## What this task involves
Make an exact copy of every entry, from the first line to the last.

## Raw data
PR #7273, opened 2024-08-30
Fixed : PHP Warning:  foreach() argument must be of type array|object, null given in `remove_menu_page` function

narenin:
Trac ticket: https://core.trac.wordpress.org/ticket/61962

---

### DIFF
--- a/src/wp-admin/includes/plugin.php
+++ b/src/wp-admin/includes/plugin.php
@@ -1850,10 +1850,12 @@ function add_comments_page( $page_title, $menu_title, $capability, $menu_slug, $
 function remove_menu_page( $menu_slug ) {
 	global $menu;
 
-	foreach ( $menu as $i => $item ) {
-		if ( $menu_slug === $item[2] ) {
-			unset( $menu[ $i ] );
-			return $item;
+	if ( ! empty( $menu ) && is_array( $menu ) ) {
+		foreach ( $menu as $i => $item ) {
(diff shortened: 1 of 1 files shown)


src/wp-admin/includes/plugin.php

## Result
PR #7273, opened 2024-08-30
Fixed : PHP Warning:  foreach() argument must be of type array|object, null given in `remove_menu_page` function

narenin:
Trac ticket: https://core.trac.wordpress.org/ticket/61962

---

### DIFF
--- a/src/wp-admin/includes/plugin.php
+++ b/src/wp-admin/includes/plugin.php
@@ -1850,10 +1850,12 @@ function add_comments_page( $page_title, $menu_title, $capability, $menu_slug, $
 function remove_menu_page( $menu_slug ) {
 	global $menu;
 
-	foreach ( $menu as $i => $item ) {
-		if ( $menu_slug === $item[2] ) {
-			unset( $menu[ $i ] );
-			return $item;
+	if ( ! empty( $menu ) && is_array( $menu ) ) {
+		foreach ( $menu as $i => $item ) {
(diff shortened: 1 of 1 files shown)


src/wp-admin/includes/plugin.php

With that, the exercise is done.